I’ll look forward to perusing blog posts on this subject. I believe that any organization should be mindful of both perception and attitude of the enthusiasts who support them (and even those who enthusiastically damn them). It’s just good business. If you’d like to peruse as well, you can find all of the posts on this topic here: Improving Agility Organizations.

Since you are here, I’ll say a word about Top Dog. Believe it or not, I’ve been working at starting this organization for something like 15 years. Clearly I’m not in enough of a hurry. Dog Agility is for everybody. It should be as inexpensive and natural as a pick-up game of baseball in the corner lot. So here’s an agility organization that doesn’t charge anything to play… no memberships, no applications, no registrations. Play the game, and send in your results. Oh my! It’s pretty crazy right? I’m working hard at finding the right people to be our Directors; and clubs who want to play.

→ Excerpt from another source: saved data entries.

PR #257, opened 2020-04-17
add cors documentation for the shell app

johrstrom:
https://osc.github.io/ood-documentation-test/add-cors-1.7

OOD_SHELL_ORIGIN_CHECK docs for release 1.7.

### DIFF
--- a/source/customization.rst
+++ b/source/customization.rst
@@ -245,7 +245,7 @@ In ``/etc/ood/config/apps/shell/env`` set the env var ``DEFAULT_SSHHOST`` to cha
 This will control what host the shell app ssh's to when the URL accessed is ``/pun/sys/shell/ssh/default`` which is the URL other apps will use (unless there is context to specify the cluster to ssh to).
 
 Set Shell App Origin
---------------
+--------------------
 
 The OOD shell application verifies the origin of a request to protect against malicious CORS_ attacks.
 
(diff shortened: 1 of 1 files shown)


source/customization.rst
```diff
@@ -244,6 +244,24 @@ In ``/etc/ood/config/apps/shell/env`` set the env var ``DEFAULT_SSHHOST`` to cha
 
 This will control what host the shell app ssh's to when the URL accessed is ``/pun/sys/shell/ssh/default`` which is the URL other apps will use (unless there is context to specify the cluster to ssh to).
 
+Set Shell App Origin
+--------------------
+
+The OOD shell application verifies the origin of a request to protect against malicious CORS_ attacks.
```
ericfranz, line 250: Re title the section to: "Fix Unauthorized WebSocket Connection in Shell App" and first sentence:

>If you see a 401 error when attempting to launch a Shell app session, where the request URL starts with `wss://` and the response header includes `X-OOD-Failure-Reason: invalid origin`, you may need to set the `OOD_SHELL_ORIGIN_CHECK` configuration option.

Then the section use the bulk of the text I wrote on [the Discourse announcement](https://discourse.osc.edu/t/security-fix-in-open-ondemand-patch-release-1-6-22-and-1-5-7-now-available/819) including details about X-Forwarded-Proto and X-Forwarded-Host and the use of CSRF token check.

Right now this doesn't mention the CSRF token check at all so the implication is that the only protection from CSRF is the origin check and it might scare people to disable it.

Also, it should be called CSRF vulnerability, not CORS attack, and the link to https://owasp.org/www-community/attacks/csrf to be used.

PR #263, opened 2020-04-21
Clarify purpose of /etc/ood/profile

ericfranz:
https://osc.github.io/ood-documentation-test/clarify_etc_ood_profile/customization_overview.html

Group into two sections, the ones intended for changing PUN and app environment, and the one intended for swapping out SCLs.

### DIFF
--- a/source/customization_overview.rst
+++ b/source/customization_overview.rst
@@ -23,7 +23,7 @@ These are three files that directly affect the environment or functionality of t
      - replace ``$APP`` above with the name of the app directory deployed to ``/var/www/ood/apps/sys``
      - Modify Rails application behavior `using Ruby code <https://guides.rubyonrails.org/configuring.html#using-initializer-files>`__. Since this is application code environment variables can be set, removed.
      - This method is specific to Ruby on Rails applications: Activejobs,
-       Dashboard, File Editor, and Job Composer. You can add multiple
+       Dashboard, and Job Composer. You can add multiple
        initializer files in this directory and they will be loaded in
        alphabetical order
 
--- a/source/customization_overview.rst
+++ b/source/customization_overview.rst
@@ -5,10 +5,7 @@ Customization Overview
 
 OnDemand's configuration is stored in the environment, which can be modified using a hierarchy of config files. Configuration files are rooted in ``/etc/ood``. Assets that should be publicly available (such as a favicon or logo image) are placed under ``/var/www/ood/public``.
 
-   * **/etc/ood/profile**
-
-     - If exists, this file is sourced instead of the default at ``/opt/ood/nginx_stage/etc/profile`` by ``/opt/ood/nginx_stage/sbin/nginx_stage`` script when running as root, prior to launching the PUN.
-     - You should source ``/opt/ood/nginx_stage/etc/profile`` in your custom ``/etc/ood/profile`` if you add one to load the correct software collections.
+These are three files that directly affect the environment or functionality of the Per-User NGINX (PUN) processes:
 
    * **/etc/ood/config/nginx_stage.yml**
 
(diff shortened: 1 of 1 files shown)


source/customization_overview.rst
```diff
@@ -17,13 +14,35 @@ OnDemand's configuration is stored in the environment, which can be modified usi
...
+     - replace ``$APP`` above with the name of the app directory deployed to ``/var/www/ood/apps/sys``
      - Used to provide application specific config
      - ``env`` files do not override values set by prior methods.
 
    * **/etc/ood/config/apps/$APP/initializers/ood.rb**
 
+     - replace ``$APP`` above with the name of the app directory deployed to ``/var/www/ood/apps/sys``
      - Modify Rails application behavior `using Ruby code <https://guides.rubyonrails.org/configuring.html#using-initializer-files>`__. Since this is application code environment variables can be set, removed.
      - This method is specific to Ruby on Rails applications: Activejobs,
-       Dashboard, File Editor, and Job Composer. You can add multiple
```
johrstrom, line 27: The file editor is a rails app. Did you mistake this for the file browser?

ericfranz: This is intentional. I don't want to encourage people to add initializers to the file editor. I doubt anyone has. In 1.8 I intend to finally pull in Tyler's changes to make this a Sinatra (or simpler) app since Rails is unnecessary.

johrstrom:
It's a step in the right direction for sure because it's not immediately apparent. I guess the confusion is around profile and that being the usual place to set stuff for shell related environments, but in our case we want to stress the use of nginx_stage.yml.

Would recipes help here? Like
* Global static environment variable:  declare in nginx_stage.yml
```yaml
# /etc/ood/config/nginx_stage.yml
pun_custom_env:
    FOO: "BAR"
```
* App specific environment variable: declare in /etc/ood/config/apps/$APP/env
```text
# /etc/ood/config/apps/$APP/env
FOO=BAR
```
* Global dynamic environment variable: create in profile and declare in nginx_stage.yml
...

Also why the on focus SCLs? Isn't it for _anything_ that's dynamically generated like SCLs?

ericfranz:
The primary purpose of the `/etc/ood/profile` was to enable us to change the SCLs loaded prior to starting NGINX.

The file is sourced by root. So it is not appropriate for anything dynamically generated that should be done as an unprivileged user.

I'll add the two recipes as suggested.

johrstrom:
For Cloudy cluster I write out this `/etc/ood/profile`, I guess I should say, 'evaluated' instead of 'dynamic'.  This was the third recipe just noted as ellipses for brevity. And yes, the remote_user is not known (I think we've tried resetting $HOME here?). 

Is this the appropriate place for this?
```shell
#!/bin/bash
PATH=$PATH:/opt/orangefs/bin:/opt/orangefs/sbin:/opt/CloudyCluster/srv/:/opt/CloudyCluster/srv/CCQ
source /opt/ood/nginx_stage/etc/profile
```

ericfranz:
If binaries in all of these paths are required for Cloudy Cluster, and we follow the convention of the other job adapters, the way to do that would be to add this to the cluster config. For example, the Slurm config includes like:

```yaml
job:
  adapter: "slurm"
  cluster: "my_cluster"
  bin: "/path/to/slurm/bin"
  conf: "/path/to/slurm.conf"
```

and cloudy cluster could have:

```yaml
job:
  adapter: "cloudycluster"
  srv: "/opt/CloudyCluster/srv"
  ccq: "/opt/CloudyCluster/srv/CCQ"
  orangefs_bin: "/opt/orangefs/bin"
  orangefs_sbin: "/opt/orangefs/sbin"
```

Then the adapter would use these to build the full path to the command it executes.

PR #269, opened 2020-04-22
Document rpm size reduction & ondemand-gems

ericfranz:
https://osc.github.io/ood-documentation-test/ondemand_gems_rpm_in_release_notes/

### DIFF
--- a/source/release-notes/v1.7-release-notes.rst
+++ b/source/release-notes/v1.7-release-notes.rst
@@ -22,6 +22,8 @@ Highlights in 1.7:
 - `Dashboard now alerts on malformed cluster configs`_
 - `Job composer now shows suggested scripts`_
 - `Add ability to disable SSH to compute node link in batch connect session card`_
+- `Reduced rpm size by 40 percent`_
+- `New shared OnDemand gem sets`_
 
 Special thanks
 --------------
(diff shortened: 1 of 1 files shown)


ericfranz:
We had a significant reduction in the rpm size (40%) and thus the resulting space taken up by an OnDemand install. I haven't determined the latter. A quick way to do that to include here? Otherwise is this okay?

If so I'll merge. I'll announce 1.7 tonight if you have no other objections to the documentation or the release announcement.

johrstrom:
Maybe this can be in a different ticket, but now `$GEM_HOME` is important now because of this. That's what tripped up these folks who use a cgexec wrapper. 

https://discourse.osc.edu/t/failed-upgrade-1-6-19-1-7-6-cannot-load-such-file-bundler-setup-loaderror/788/4

source/release-notes/v1.7-release-notes.rst
```diff
@@ -289,4 +291,18 @@ Administrators can now disable the link that appears in the batch connects' card
...
+
+The 1.6 ondemand-1.6.22-1.el7.x86_64.rpm was 162M and in 1.7 this has been reduced by 63M to a total of 99M, split between two rpms: ondemand-gems-1.7.10-1.7.10-2.el7.x86_64.rpm with 68M, and ondemand-1.7.10-2.el7.x86_64.rpm with 31M. This is in part due to switching to a monorepo at https://github.com/osc/ondemand and installing all the gems into a central shared location, installed using the new ondemand-gems rpm.
+
+New shared OnDemand gem sets
+............................
+
+The new ondemand-gems rpms allow other Passenger apps to be developed using the same gems that the core OnDemand apps use. If you do ``scl enable ondemand`` and then ``gem list`` you can see all the gems available.
+
+Because the ondemand-gems rpms will include the version in the gem name, it is possible to install multiple versions of these rpms on the same system. For example, "ondemand-gems-1.7.10" is the name and "1.7.10-2.el7.x86_64.rpm" the version of ondemand-gems-1.7.10-1.7.10-2.el7.x86_64.rpm. That way you can upgrade to newer versions of OnDemand but still have the ability to provide apps access to older gems by installing the older gem sets.
```
treydock, line 308: Replace `include the version in the gem name` with `include the version in the RPM name`.

Also `rpms` should be `RPMs`.

treydock:
The size of OnDemand on disk for 1.7.10:

```
[root@web02 ~]# du -h -s  -x /var/www/ood/apps/sys /opt/ood 
290M   /var/www/ood/apps/sys
1.5G   /opt/ood
```

Now some of that is stuff we don't publish since we install many apps and in some cases extra gems with those apps that are not a part of the public version.  RPMs themselves are highly compressed.  That du command could be used on fresh installs to determine size or compare the size of a docker container from OnDemand 1.6 to 1.7 (not yet built).

ericfranz:
@treydock said he'd take this over

treydock:
> https://discourse.osc.edu/t/failed-upgrade-1-6-19-1-7-6-cannot-load-such-file-bundler-setup-loaderror/788/4

There is a lot wrong with how that got implemented, they bypass the ondemand SCL load entirely which is going to break a lot of things.  Not only does that break GEM_HOME it will also break GEM_PATH. I think instead of spelling out every environment variable that's important we need to tell people that they need to load `ondemand` SCL always to avoid issues.  I think that's maybe a different pull request as I'm not sure where that fits in as that's not something new to 1.7.

treydock:
Realized for source installs maybe we do have to spell out environment variables or maybe provide SCL-like load script so we can still utilize our SCL load script.

ericfranz:
For build from source it is reasonable for a site to build assets into `vendor/bundle` of the app repo as before. All the tricks we are playing with GEM_HOME are really specific to our SCLs and our rpms.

Think of Top Dog as an “Open System”. The model will ultimately be defined by those who play. If you want to look at the basic model, visit our web page at: Top Dog.

No Joy in Mudville

At the risk of sounding slightly retarded I’ve only just realized that for the purpose of obtaining an exhibitor’s course map I’ve not bothered to embrace the new technology and, as a consequence, have kept my life unnecessarily complicated. You see, I have a phone in my pocket that is also a camera. Don’t you know I grab these little pieces of paper at the trial site, and I obsess on them while I’m there (because they are my course maps and my duty is to obsess over them); and then I take them home and sometimes, if the course is wicked or very interesting I will ponderously recreate the course in the Clean Run Course Designer so that I can slap it up on my Blog and talk about it.

But like I said, I have a phone in my pocket that is also a camera. This means that I didn’t even really have to pick up the piece of paper at all. I might have just leaned over it and taken the quick snap; and then I would have the course for the cross purposes of obsession, and blogging.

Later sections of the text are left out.